Issue #10053, opened 2020-09-11
Add command for validating the cache


codiophile:
* [x] I've read and understood the [*CONTRIBUTING* guidelines and have done my best effort to follow](https://github.com/CocoaPods/CocoaPods/blob/master/CONTRIBUTING.md). 🌈

# Feature Request

## Motivation

Once #10018 is released, cache corruption should get a lot less common, but different versions of CocoaPods can still corrupt the cache if run concurrently. That could be fixed with #10035, but even then, an older version of CocoaPods not containing that fix could corrupt the cache.

We are currently trialling #10018 in our environment. We've updated all major branches in all major projects, but there are still branches and projects using old versions of CocoaPods. Since those run much less frequently, the risk of cache corruption is greatly reduced, but still present.

Cache corruption normally manifests itself as a missing file error in the logs, which is easy to diagnose as corrupted cache, but sometimes it causes obscure build failures that are much harder to diagnose. It would be very helpful if there was a command to validate that the cache is in a good state, so that cache corruption can be quickly ruled out or confirmed.

Also, preemptively running cache validation before the build would make the risk of using a broken cache extremely low.

## Suggestion

I would suggest adding the following command:

    pod cache validate

The most basic use case would be to combine it with `pod cache clean --all`:

    pod cache validate || pod cache clean --all

Although, it shouldn't be too difficult to repair the cache, so having the following would be very convenient:

    pod cache validate || pod cache repair

Ideally that could be combined into:

    pod cache validate --repair # or maybe --fix

Ultimately, if the cache validation is performant enough, it could be part of `pod install`, so that there is no risk of using a corrupted cache.

## Questions

Do we have any checksums or file lists that could be used to validate the cache? Otherwise, we could calculate checksums for validation purposes while the files are still in the temp directory and not yet copied to the cache.

I suppose that this might also help in allowing multiple versions to use the same cache, as the checksums could potentially be used to validate that each version uses the same cache format. #10035 was just the easiest and safest way to do it, but not having duplicate caches for each CocoaPods version ever used on the system would be desirable.

codiophile:
@dnkoutso Thank you for adding labels to my issues and pull requests. :)

I've been experimenting with generating checksums for directories in the cache. Next step is to integrate it in CocoaPods. I still haven't received any feedback on #10035, so I'm not sure whether to build off of that or try to make them independent changes.

[...]

PR #10064, opened 2020-09-17
[Cache] Add integrity check using checksums.

codiophile:
Relates to #10053, but adds built in integrity checking instead of adding a separate command.

This is a first version intended to show the effect. Will probably have to do some refactoring, to make sure that we have a lock while performing integrity checks.

### DIFF
--- a/lib/cocoapods/downloader/cache.rb
+++ b/lib/cocoapods/downloader/cache.rb
@@ -1,5 +1,6 @@
 require 'fileutils'
 require 'tmpdir'
+require 'digest/md5'
 
 module Pod
   module Downloader
@@ -156,6 +157,34 @@ module Pod
 
       private
 
+      def checksum_for_directory(directory)
+        md5 = Digest::MD5.new
+        Dir["#{directory}/**/*"].reject { |f| File.directory?(f) }.sort.each do |path|
+          File.open(path, 'rb') do |f|
+            stat = f.stat
+            chunk_size = stat.blksize || 4096
+            md5 << stat.size.to_s
+            while chunk = f.read(chunk_size)
+              md5 << chunk
+            end
+          end
+        end
+        md5.hexdigest
+      end
+
+      def validate_cache(path)
+        checksum_file = "#{path}.md5"
+        return unless File.exist? checksum_file
+        expected_checksum = File.read(checksum_file).strip
+        actual_checksum = checksum_for_directory(path)
+        expected_checksum == actual_checksum
+      end
+
+      def save_checksum(checksum, destination)
+        checksum_file = "#{destination}.md5"
+        File.write(checksum_file, checksum)
+      end
+
       # Ensures the cache on disk was created with the same CocoaPods version as
       # is currently running.
       #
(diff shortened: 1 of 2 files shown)


CocoaPodsBarista:
<table>
  <thead>
    <tr>
      <th width="50"></th>
          1 Warning
      </th>
     </tr>
  </thead>
  <tbody>
    <tr>
      <td>:warning:</td>
    </tr>
  </tbody>
</table>

```markdown
* [Cache] Add integrity check using checksums.  
  [codiophile](https://github.com/codiophile)
```

</p>

lib/cocoapods/downloader/cache.rb
```diff
@@ -156,6 +157,34 @@ def self.valid_lock?(file, filename)
 
       private
 
+      def checksum_for_directory(directory)
```
dnkoutso, line 160: how "expensive" (slow) can this get? should we provide a cache keyed by `directory`?

dnkoutso (approved):

dnkoutso:
@codiophile can you rebase? we actually converted to GH actions on latest master.

codiophile:
> @codiophile can you rebase? we actually converted to GH actions on latest master.

Hi @dnkoutso, I just saw this. I've been swamped with work lately. I will have a look when I find some time.

lib/cocoapods/downloader/cache.rb
codiophile: > how "expensive" (slow) can this get?

Well, it didn't have any noticeable impact on test execution time, so it seems fairly cheap. I would assume that the main bottleneck for MD5 is the I/O and not CPU. Considering that we are already doing other I/O operations (like downloading and copying) in connection with this, I think it is fair to assume that the files being checked are already cached in RAM. I suppose, in theory, you could have a problem with pods that are too big to fit in RAM, but pods are generally small and RAM is generally plentiful, so in practice, that should never be a problem.

> should we provide a cache keyed by `directory`?

I'm afraid I don't understand the question. :)

dnkoutso:
@codiophile friendly ping if you'd like to rebase this one just to ensure everything still passes.

dnkoutso:
@igor-makarov does this look good to you?

lib/cocoapods/downloader/cache.rb
```diff
@@ -156,6 +157,34 @@ def self.valid_lock?(file, filename)
...
+            md5 << stat.size.to_s
+            while chunk = f.read(chunk_size)
+              md5 << chunk
+            end
+          end
+        end
+        md5.hexdigest
+      end
+
+      def validate_cache(path)
```
dnkoutso, line 175: this seems to be returning a bool, perhaps rename to `cache_valid?` instead?

lib/cocoapods/downloader/cache.rb
```diff
@@ -281,12 +310,14 @@ def in_tmpdir(&blk)
       #
       def copy_and_clean(source, destination, spec)
         specs_by_platform = group_subspecs_by_platform(spec)
+        Pod::Installer::PodSourcePreparer.new(spec, source).prepare!
```
dnkoutso, line 313: what is the reason to move those out of the lock file block?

◇ ◇ ◇ ◇

### How to complete this task
Out of the material above, select every line that holds the string "provide".

### Expected answer
dnkoutso, line 160: how "expensive" (slow) can this get? should we provide a cache keyed by `directory`?
> should we provide a cache keyed by `directory`?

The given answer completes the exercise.